### [What is needed]
Where does "PhaseTDStatistic" appear in the data? Return each line that holds it.

### [Supplied material]
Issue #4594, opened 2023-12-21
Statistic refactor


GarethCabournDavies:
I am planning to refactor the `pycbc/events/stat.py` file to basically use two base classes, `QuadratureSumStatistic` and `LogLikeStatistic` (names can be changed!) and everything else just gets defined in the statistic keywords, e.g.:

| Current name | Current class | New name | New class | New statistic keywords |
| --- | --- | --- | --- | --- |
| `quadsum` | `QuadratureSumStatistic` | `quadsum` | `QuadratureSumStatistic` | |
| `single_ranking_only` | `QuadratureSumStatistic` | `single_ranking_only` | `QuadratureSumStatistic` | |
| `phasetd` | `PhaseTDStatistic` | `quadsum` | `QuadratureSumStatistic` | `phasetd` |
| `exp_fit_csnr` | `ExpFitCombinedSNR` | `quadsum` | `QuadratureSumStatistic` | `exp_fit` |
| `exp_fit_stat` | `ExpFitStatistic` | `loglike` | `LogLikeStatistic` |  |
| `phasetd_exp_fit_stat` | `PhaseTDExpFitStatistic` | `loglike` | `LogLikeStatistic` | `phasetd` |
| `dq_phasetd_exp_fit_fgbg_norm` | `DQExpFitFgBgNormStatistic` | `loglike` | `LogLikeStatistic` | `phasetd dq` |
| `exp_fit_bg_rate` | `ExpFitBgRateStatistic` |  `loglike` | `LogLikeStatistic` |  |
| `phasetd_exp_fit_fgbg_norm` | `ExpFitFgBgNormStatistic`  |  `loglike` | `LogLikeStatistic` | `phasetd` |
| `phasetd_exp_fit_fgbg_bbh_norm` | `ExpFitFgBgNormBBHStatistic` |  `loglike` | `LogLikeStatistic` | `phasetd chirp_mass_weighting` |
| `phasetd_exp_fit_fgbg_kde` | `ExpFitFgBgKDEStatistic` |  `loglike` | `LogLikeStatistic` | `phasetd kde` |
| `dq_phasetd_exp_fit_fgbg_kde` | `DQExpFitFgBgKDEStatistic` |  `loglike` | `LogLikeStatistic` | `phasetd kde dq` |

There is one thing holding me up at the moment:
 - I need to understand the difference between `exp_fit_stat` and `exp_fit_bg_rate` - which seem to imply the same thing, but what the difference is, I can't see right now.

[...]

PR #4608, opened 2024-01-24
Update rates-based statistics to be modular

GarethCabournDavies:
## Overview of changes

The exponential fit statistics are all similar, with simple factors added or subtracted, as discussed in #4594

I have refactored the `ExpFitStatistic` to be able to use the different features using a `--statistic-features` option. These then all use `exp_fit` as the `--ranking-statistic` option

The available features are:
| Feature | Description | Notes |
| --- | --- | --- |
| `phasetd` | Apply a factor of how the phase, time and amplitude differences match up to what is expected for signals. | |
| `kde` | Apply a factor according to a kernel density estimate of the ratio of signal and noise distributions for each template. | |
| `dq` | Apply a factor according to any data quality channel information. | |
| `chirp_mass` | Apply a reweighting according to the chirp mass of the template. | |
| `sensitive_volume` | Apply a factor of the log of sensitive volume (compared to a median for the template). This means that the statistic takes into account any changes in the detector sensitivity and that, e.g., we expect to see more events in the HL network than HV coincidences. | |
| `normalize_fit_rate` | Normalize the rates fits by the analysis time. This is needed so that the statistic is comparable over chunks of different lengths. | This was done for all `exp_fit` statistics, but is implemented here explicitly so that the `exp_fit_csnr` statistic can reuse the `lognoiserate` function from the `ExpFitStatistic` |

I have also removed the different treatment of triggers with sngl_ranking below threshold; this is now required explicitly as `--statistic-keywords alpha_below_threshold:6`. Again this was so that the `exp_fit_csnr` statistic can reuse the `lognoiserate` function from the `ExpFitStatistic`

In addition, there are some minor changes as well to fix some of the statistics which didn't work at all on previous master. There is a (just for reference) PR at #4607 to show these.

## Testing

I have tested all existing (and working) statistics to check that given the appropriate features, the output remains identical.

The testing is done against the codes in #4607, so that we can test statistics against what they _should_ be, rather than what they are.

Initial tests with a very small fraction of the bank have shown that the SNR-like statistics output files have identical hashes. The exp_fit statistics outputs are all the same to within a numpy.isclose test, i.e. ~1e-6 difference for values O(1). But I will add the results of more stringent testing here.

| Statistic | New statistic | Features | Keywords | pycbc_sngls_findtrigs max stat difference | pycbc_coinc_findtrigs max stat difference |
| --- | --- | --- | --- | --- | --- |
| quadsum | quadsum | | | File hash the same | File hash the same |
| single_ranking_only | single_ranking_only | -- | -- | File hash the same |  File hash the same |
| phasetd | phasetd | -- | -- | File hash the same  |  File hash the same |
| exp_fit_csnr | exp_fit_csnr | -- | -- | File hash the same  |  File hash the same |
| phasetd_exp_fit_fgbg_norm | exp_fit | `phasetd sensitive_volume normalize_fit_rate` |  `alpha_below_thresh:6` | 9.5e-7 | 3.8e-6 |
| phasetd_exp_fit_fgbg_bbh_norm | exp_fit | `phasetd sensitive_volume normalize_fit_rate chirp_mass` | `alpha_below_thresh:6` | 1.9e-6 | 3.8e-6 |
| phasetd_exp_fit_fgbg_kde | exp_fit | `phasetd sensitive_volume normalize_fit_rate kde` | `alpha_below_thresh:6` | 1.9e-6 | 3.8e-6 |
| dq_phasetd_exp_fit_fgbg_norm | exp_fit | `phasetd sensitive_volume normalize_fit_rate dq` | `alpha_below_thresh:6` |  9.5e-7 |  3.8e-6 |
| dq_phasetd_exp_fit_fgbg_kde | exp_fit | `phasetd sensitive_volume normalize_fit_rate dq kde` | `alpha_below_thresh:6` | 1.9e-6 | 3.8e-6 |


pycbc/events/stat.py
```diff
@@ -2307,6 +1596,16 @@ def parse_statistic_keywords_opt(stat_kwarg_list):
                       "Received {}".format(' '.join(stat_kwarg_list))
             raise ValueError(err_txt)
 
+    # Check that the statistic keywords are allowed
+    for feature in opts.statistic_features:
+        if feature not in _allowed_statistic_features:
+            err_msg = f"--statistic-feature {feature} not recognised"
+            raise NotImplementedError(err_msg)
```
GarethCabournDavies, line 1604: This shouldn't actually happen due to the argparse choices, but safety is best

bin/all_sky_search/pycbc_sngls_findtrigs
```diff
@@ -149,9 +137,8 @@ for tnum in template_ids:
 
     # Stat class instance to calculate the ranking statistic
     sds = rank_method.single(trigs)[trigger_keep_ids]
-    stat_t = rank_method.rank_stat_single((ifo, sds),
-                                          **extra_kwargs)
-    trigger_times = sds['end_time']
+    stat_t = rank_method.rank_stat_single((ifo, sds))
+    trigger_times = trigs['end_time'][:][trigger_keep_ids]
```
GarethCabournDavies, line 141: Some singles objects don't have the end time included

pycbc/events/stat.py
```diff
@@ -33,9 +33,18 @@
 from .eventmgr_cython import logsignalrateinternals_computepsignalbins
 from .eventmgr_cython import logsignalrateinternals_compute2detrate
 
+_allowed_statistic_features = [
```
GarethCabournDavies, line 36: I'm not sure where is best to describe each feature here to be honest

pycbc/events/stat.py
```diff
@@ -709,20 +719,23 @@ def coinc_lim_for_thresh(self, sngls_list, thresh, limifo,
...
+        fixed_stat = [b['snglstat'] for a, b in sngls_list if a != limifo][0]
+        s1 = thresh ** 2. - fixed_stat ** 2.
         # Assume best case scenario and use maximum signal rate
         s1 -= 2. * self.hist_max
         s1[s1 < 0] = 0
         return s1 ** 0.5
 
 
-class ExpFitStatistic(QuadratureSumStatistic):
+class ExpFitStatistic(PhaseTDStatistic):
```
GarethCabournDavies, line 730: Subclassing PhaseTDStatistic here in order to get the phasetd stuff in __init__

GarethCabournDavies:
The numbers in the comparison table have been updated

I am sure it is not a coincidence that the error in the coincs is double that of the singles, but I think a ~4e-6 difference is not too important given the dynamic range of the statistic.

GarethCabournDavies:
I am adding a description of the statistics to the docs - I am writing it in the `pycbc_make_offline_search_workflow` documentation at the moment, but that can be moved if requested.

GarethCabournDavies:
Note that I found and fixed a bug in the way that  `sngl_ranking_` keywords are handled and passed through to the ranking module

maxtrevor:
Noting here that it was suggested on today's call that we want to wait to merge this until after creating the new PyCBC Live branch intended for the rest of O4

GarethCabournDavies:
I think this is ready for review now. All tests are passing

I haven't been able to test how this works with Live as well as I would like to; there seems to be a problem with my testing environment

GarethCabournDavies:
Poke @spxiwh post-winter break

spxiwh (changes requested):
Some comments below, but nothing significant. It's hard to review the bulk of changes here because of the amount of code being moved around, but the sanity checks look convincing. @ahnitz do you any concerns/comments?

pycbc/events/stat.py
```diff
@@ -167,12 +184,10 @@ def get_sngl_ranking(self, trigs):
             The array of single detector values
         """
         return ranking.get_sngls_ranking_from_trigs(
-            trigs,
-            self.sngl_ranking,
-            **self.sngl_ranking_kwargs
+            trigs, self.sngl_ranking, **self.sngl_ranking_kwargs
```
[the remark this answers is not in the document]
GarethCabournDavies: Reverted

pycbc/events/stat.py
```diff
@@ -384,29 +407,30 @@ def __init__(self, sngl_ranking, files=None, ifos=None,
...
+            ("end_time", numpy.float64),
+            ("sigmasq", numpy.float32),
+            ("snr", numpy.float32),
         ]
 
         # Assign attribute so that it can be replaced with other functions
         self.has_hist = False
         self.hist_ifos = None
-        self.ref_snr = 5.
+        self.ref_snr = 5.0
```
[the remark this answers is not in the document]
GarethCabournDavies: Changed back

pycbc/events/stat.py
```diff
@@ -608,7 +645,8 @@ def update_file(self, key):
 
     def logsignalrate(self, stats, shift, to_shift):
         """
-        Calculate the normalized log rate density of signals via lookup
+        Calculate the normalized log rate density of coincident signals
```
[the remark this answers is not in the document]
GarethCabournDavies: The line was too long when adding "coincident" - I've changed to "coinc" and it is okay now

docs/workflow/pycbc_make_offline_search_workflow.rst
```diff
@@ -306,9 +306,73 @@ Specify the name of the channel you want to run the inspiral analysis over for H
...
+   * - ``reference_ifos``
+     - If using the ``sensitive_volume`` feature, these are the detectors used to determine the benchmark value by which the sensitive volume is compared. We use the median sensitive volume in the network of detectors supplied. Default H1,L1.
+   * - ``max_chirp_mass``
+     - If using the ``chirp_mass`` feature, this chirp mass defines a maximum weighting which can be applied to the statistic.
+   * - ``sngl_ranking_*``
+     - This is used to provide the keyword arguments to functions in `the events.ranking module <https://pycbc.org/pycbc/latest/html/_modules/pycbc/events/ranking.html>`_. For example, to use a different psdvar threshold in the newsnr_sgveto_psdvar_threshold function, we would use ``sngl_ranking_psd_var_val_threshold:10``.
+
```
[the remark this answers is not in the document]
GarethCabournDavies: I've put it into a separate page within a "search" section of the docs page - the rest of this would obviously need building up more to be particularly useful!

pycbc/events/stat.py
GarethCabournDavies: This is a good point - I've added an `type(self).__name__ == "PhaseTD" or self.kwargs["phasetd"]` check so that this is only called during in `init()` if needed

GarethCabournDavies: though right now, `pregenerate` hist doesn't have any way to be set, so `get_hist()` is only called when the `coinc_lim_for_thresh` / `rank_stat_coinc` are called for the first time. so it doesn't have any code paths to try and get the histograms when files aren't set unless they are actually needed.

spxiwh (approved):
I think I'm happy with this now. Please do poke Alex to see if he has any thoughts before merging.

### [Result of this exercise]
| `phasetd` | `PhaseTDStatistic` | `quadsum` | `QuadratureSumStatistic` | `phasetd` |
+class ExpFitStatistic(PhaseTDStatistic):
GarethCabournDavies, line 730: Subclassing PhaseTDStatistic here in order to get the phasetd stuff in __init__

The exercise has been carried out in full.